In this particular case where we know we have the same columns, we could concatenate them into a single big table.

big_df = pd.concat([df1, df2], axis=0)
big_df
area intensity_mean major_axis_length minor_axis_length aspect_ratio
0 256 93.250000 19.995017 17.021559 1.174688
1 90 82.488889 15.939969 7.516326 2.120713
2 577 90.637782 35.324458 21.759434 1.623409
3 270 95.640741 20.229431 17.669052 1.144908
4 153 84.908497 15.683703 12.420475 1.262730
... ... ... ... ... ...
42 315 91.133333 20.927095 19.209283 1.089426
43 206 94.262136 23.381879 11.669668 2.003646
44 45 68.377778 9.406371 6.276445 1.498678
45 33 76.727273 10.724275 4.174568 2.568955
46 16 76.750000 7.745967 2.783882 2.782433

111 rows × 5 columns

The problem is that we lose their source identity. An easy fix for that is to add a new column with the file name before concatenating them. This will facilitate splitting them back and plotting later on.

When we give a single value to a new column, it is assigned to all rows.

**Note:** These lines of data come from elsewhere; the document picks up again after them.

PR #2287, opened 2019-12-10
Fix blog statistic with enabled http cache

hlohaus:

blog statistic doesn't work if http cache is enabled.

Move code from controller to statistic plugin.

### 6. Checklist

### DIFF
--- a/engine/Shopware/Plugins/Default/Frontend/Statistics/Bootstrap.php
+++ b/engine/Shopware/Plugins/Default/Frontend/Statistics/Bootstrap.php
@@ -23,6 +23,7 @@
  */
 
 use Symfony\Component\HttpFoundation\Cookie;
+use Symfony\Component\HttpFoundation\Request;
 
 /**
  * Shopware Statistics Plugin
@@ -131,6 +132,7 @@ ShopWiki;Bot;WebAlta;;abachobot;architext;ask jeeves;frooglebot;googlebot;lycos;
             $this->refreshLog($request);
             $this->refreshReferer($request);
             $this->refreshArticleImpression($request);
+            $this->refreshBlog($request);
             $this->refreshCurrentUsers($request);
             $this->refreshPartner($request, $response);
         }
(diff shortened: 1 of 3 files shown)


engine/Shopware/Plugins/Default/Frontend/Statistics/Bootstrap.php
```diff
@@ -384,4 +386,31 @@ public function refreshPartner($request, $response)
...
+        /** @var Enlight_Components_Session_Namespace $session */
+        $session = $this->get('session');
+        $blogArticleId = (int) $request->get('blogId');
+        if (empty($blogArticleId)) {
+            return;
+        }
+
+        // Count the views of this blog item
+        $visitedBlogItems = $session->get('visitedBlogItems');
+        if (!in_array($blogArticleId, $visitedBlogItems, true)) {
```
soebbing: You can turn this into an early return (`if (in_array(...)) `)

engine/Shopware/Plugins/Default/Frontend/Statistics/Bootstrap.php
```diff
@@ -384,4 +386,31 @@ public function refreshPartner($request, $response)
             }
         }
     }
+
+    private function refreshBlog(Request $request)
+    {
+        /** @var \Doctrine\DBAL\Connection $connection */
+        $connection = $this->get('dbal_connection');
+        /** @var Enlight_Components_Session_Namespace $session */
+        $session = $this->get('session');
```
soebbing, line 399: Move the retrieval of the `session` service down below the early return

soebbing (changes requested):

engine/Shopware/Plugins/Default/Frontend/Statistics/Bootstrap.php
```diff
@@ -384,4 +386,32 @@ public function refreshPartner($request, $response)
             }
         }
     }
+
+    private function refreshBlog(Request $request)
+    {
+        $blogArticleId = (int) $request->get('blogId');
```
shyim: $request->query->getInt

soebbing:
Hi @hlohaus, thank you for your contribution!

PR #2290, opened 2019-12-12
Make position reset for product slider optional

JoshuaBehrens:
In case of an update on a page the sliders can occasionally be updated. This will slide them to the first item. This also can reset the position although no change happened. Either situation is appreciatable so it is now optionally disablable.

Add an option to deactivate that setPosition call. The default is behaving like before so no real change in bahaviour unless configured differently.

1. Have a product slider at the top of the page
2. Slide to the right
3. Scroll down where an update is triggered to product sliders
4. Scroll up and the slider is back to the start
5. What product was I looking again? 😖 
6. Have @Yarisade in your team debugging it down to the problematic area

### 4. Checklist

### DIFF
--- a/themes/Frontend/Responsive/frontend/_public/src/js/jquery.product-slider.js
+++ b/themes/Frontend/Responsive/frontend/_public/src/js/jquery.product-slider.js
@@ -291,7 +291,15 @@
              * @property initOnEvent
              * @type {String}
              */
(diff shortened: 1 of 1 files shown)


shyim:

JoshuaBehrens:
You are very welcome today 💙

PR #2291, opened 2019-12-18
Reunite ConfigureContainerAwareCommands with the other compiler passes

JoshuaBehrens:
When using a compiler-aware-command (a command implementing the CompilerAwareInterface) from the service container it has no valid reference to the service container. So it is not properly initialized.

Readd the `ConfigureContainerAwareCommands` to the service container, remove the redundant `setContainer` call in `Shopware\Components\Console\Application::doRunCommand` and add a test to check whether things stay that way.

1. Be up to use auto completion feature
2. Type `sw:pl<tab>:act<tab> <tab>`
3. Get `Call to a member function get() on null in PluginActivateCommand.php:53`
4. On null? What is happening there?
5. Find `getContainer()->get` failing
6. But why is it not initialized? When is `setContainer` called?
7. Find `Shopware\Components\Console\Application::doRunCommand` and `ConfigureContainerAwareCommands`. Wait didn't I implement the `ConfigureContainerAwareCommands`?
8. Check auto completion pull request. Yes I did. Did I forget adding it? 😳
9. [Check diff from pull request](https://github.com/niemand-online/shopware/blame/e61f879bd28302fbe7732e20c8e122651e4a1c8a/engine/Shopware/Kernel.php#L621) 🙂 I did add it back then
10. Is it still present? NO?!
[grafik](https://knowyourmeme.com/memes/confused-nick-young)

### 4. Checklist

### DIFF
--- a/engine/Shopware/Components/Console/Application.php
+++ b/engine/Shopware/Components/Console/Application.php
@@ -184,6 +184,10 @@ class Application extends BaseApplication
             if ($command instanceof Command) {
                 $this->add($command);
             }
+
+            if ($command instanceof ContainerAwareInterface) {
+                $command->setContainer($this->getKernel()->getContainer());
+            }
         }
     }
 
--- a/engine/Shopware/Components/Console/Application.php
+++ b/engine/Shopware/Components/Console/Application.php
@@ -113,10 +113,6 @@ class Application extends BaseApplication
      */
     protected function doRunCommand(Command $command, InputInterface $input, OutputInterface $output)
     {
-        if ($command instanceof ContainerAwareInterface) {
-            $command->setContainer($this->kernel->getContainer());
-        }
-
         /** @var \Enlight_Event_EventManager $eventManager */
         $eventManager = $this->kernel->getContainer()->get('events');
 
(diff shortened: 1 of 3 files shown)


JoshuaBehrens:
I have a potential test but it fails on testing just this one test (that the shopware kernel is not initialized) but it succeeds on complete test run. I'll add it here later for review

shyim:
ContainerAware should be not used anymore. You should pass services to constructor for those actions. So I would prefer that way.

JoshuaBehrens:
Let's split it up. I readd the check in doRunCommand. So this can be easily merged without any breaks and the completion (and maybe other things) work again. You start to mark the interface as deprecated and we improve the commands one by one that they stop using the interface at all. I think we all don't want to make this a breaking PR and wait for two versions until it is merged.

shyim:
This will break commands registered by events, because they will never receive the container

JoshuaBehrens:
That is why I said
> I readd the check in doRunCommand

so everything else will work like before.

There are commands by events?

JoshuaBehrens:
No I did not. What is special about it? What do I have to look for?

JoshuaBehrens:
Tested against Shopware_Console_Add_Command and SwagImportExport

JoshuaBehrens:
Thanks @shyim for house keeping :)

df1['file_name'] = 'BBBC007_20P1_POS0007_D_1UL'

df2['file_name'] = 'BBBC007_20P1_POS0010_D_1UL'
big_df = pd.concat([df1, df2], axis=0)
big_df
area intensity_mean major_axis_length minor_axis_length aspect_ratio file_name
0 256 93.250000 19.995017 17.021559 1.174688 BBBC007_20P1_POS0007_D_1UL
1 90 82.488889 15.939969 7.516326 2.120713 BBBC007_20P1_POS0007_D_1UL
2 577 90.637782 35.324458 21.759434 1.623409 BBBC007_20P1_POS0007_D_1UL
3 270 95.640741 20.229431 17.669052 1.144908 BBBC007_20P1_POS0007_D_1UL
4 153 84.908497 15.683703 12.420475 1.262730 BBBC007_20P1_POS0007_D_1UL
... ... ... ... ... ... ...
42 315 91.133333 20.927095 19.209283 1.089426 BBBC007_20P1_POS0010_D_1UL
43 206 94.262136 23.381879 11.669668 2.003646 BBBC007_20P1_POS0010_D_1UL
44 45 68.377778 9.406371 6.276445 1.498678 BBBC007_20P1_POS0010_D_1UL
45 33 76.727273 10.724275 4.174568 2.568955 BBBC007_20P1_POS0010_D_1UL
46 16 76.750000 7.745967 2.783882 2.782433 BBBC007_20P1_POS0010_D_1UL

111 rows × 6 columns

Now, we can safely distinguish the source of each row.